- Work instructions -
For the records below, print every one exactly, with nothing dropped.

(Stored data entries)
++++++++++

PR #116, opened 2020-04-10
Room View Spatial Hash

### LINKED ISSUE #122: Default Values
This is really odd and occurs on master. For some reason the x and y scale are invalid when loading a GMX, but the x and y value of instances is correct. I can reproduce it loading TKG's Key to Success GMX project. I looked high and low and can't seem to find the source of the bug, the Room proto seems correct and has the correct GMX alias of the field name.

RobertBColton:
This adds spatial hashing to the room editor for more efficient repainting.

Left to do:
- [ ] Add a hash for tiles.
- [ ] Use full instance/tile transform in proxy.
- [ ] Handle model data changes, e.g, depth/x/y/bounding box.
- [ ] Merge sort the query window results by depth.
- [x] Resolve #122 which is related to the proxy.

### DIFF
--- a/Widgets/AssetScrollAreaBackground.cpp
+++ b/Widgets/AssetScrollAreaBackground.cpp
@@ -184,11 +184,11 @@ void AssetScrollAreaBackground::paintEvent(QPaintEvent* /* event */) {
     _totalDrawOffset = GetCenterOffset() + _userDrawOffset;
 
     painter.save();
-    QRect visible(-this->pos(), ((QWidget*)this->parent())->size());
+    QRect clip(-this->pos(), ((QWidget*)this->parent())->size());
+    painter.setClipRect(clip);
     painter.translate(_totalDrawOffset);
     painter.scale(_currentZoom, _currentZoom);
-    visible = painter.transform().inverted().mapRect(visible);
-    _assetView->Paint(painter, visible);
+    _assetView->Paint(painter);
     painter.restore();
 
     GridDimensions g = _assetView->GetGrid();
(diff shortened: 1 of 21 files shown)


Widgets/AssetScrollAreaBackground.cpp
```diff
@@ -184,6 +184,8 @@ void AssetScrollAreaBackground::paintEvent(QPaintEvent* /* event */) {
     _totalDrawOffset = GetCenterOffset() + _userDrawOffset;
 
     painter.save();
+    QRect clip(-this->pos(), ((QWidget*)this->parent())->size());
+    painter.setClipRect(clip);
```
RobertBColton, line 188: This was made possible by #120 which sets the clip on master.

Widgets/RoomView.h
```diff
@@ -14,6 +17,57 @@ class InstanceSortFilterProxyModel : public QSortFilterProxyModel {
...
+};
+
+struct InstanceProxy : Proxy {
+  InstanceSortFilterProxyModel *model;
+  InstanceProxy(InstanceSortFilterProxyModel *model, int row): Proxy(row), model(model) {}
+  int x1() const override { return model->data(model->index(row, Room::Instance::kXFieldNumber)).toInt(); }
+  int y1() const override { return model->data(model->index(row, Room::Instance::kYFieldNumber)).toInt(); }
+  int x2() const override {
+    int w = sprw();
+    double xscale = model->data(model->index(row, Room::Instance::kXscaleFieldNumber)).toDouble();
```
RobertBColton, line 44: This is effected by #122 which is causing the spatial hash to be glitchy unless manually patched over.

++++++++++

- Task answer -
PR #116, opened 2020-04-10
Room View Spatial Hash

### LINKED ISSUE #122: Default Values
This is really odd and occurs on master. For some reason the x and y scale are invalid when loading a GMX, but the x and y value of instances is correct. I can reproduce it loading TKG's Key to Success GMX project. I looked high and low and can't seem to find the source of the bug, the Room proto seems correct and has the correct GMX alias of the field name.

RobertBColton:
This adds spatial hashing to the room editor for more efficient repainting.

Left to do:
- [ ] Add a hash for tiles.
- [ ] Use full instance/tile transform in proxy.
- [ ] Handle model data changes, e.g, depth/x/y/bounding box.
- [ ] Merge sort the query window results by depth.
- [x] Resolve #122 which is related to the proxy.

### DIFF
--- a/Widgets/AssetScrollAreaBackground.cpp
+++ b/Widgets/AssetScrollAreaBackground.cpp
@@ -184,11 +184,11 @@ void AssetScrollAreaBackground::paintEvent(QPaintEvent* /* event */) {
     _totalDrawOffset = GetCenterOffset() + _userDrawOffset;
 
     painter.save();
-    QRect visible(-this->pos(), ((QWidget*)this->parent())->size());
+    QRect clip(-this->pos(), ((QWidget*)this->parent())->size());
+    painter.setClipRect(clip);
     painter.translate(_totalDrawOffset);
     painter.scale(_currentZoom, _currentZoom);
-    visible = painter.transform().inverted().mapRect(visible);
-    _assetView->Paint(painter, visible);
+    _assetView->Paint(painter);
     painter.restore();
 
     GridDimensions g = _assetView->GetGrid();
(diff shortened: 1 of 21 files shown)


Widgets/AssetScrollAreaBackground.cpp
```diff
@@ -184,6 +184,8 @@ void AssetScrollAreaBackground::paintEvent(QPaintEvent* /* event */) {
     _totalDrawOffset = GetCenterOffset() + _userDrawOffset;
 
     painter.save();
+    QRect clip(-this->pos(), ((QWidget*)this->parent())->size());
+    painter.setClipRect(clip);
```
RobertBColton, line 188: This was made possible by #120 which sets the clip on master.

Widgets/RoomView.h
```diff
@@ -14,6 +17,57 @@ class InstanceSortFilterProxyModel : public QSortFilterProxyModel {
...
+};
+
+struct InstanceProxy : Proxy {
+  InstanceSortFilterProxyModel *model;
+  InstanceProxy(InstanceSortFilterProxyModel *model, int row): Proxy(row), model(model) {}
+  int x1() const override { return model->data(model->index(row, Room::Instance::kXFieldNumber)).toInt(); }
+  int y1() const override { return model->data(model->index(row, Room::Instance::kYFieldNumber)).toInt(); }
+  int x2() const override {
+    int w = sprw();
+    double xscale = model->data(model->index(row, Room::Instance::kXscaleFieldNumber)).toDouble();
```
RobertBColton, line 44: This is effected by #122 which is causing the spatial hash to be glitchy unless manually patched over.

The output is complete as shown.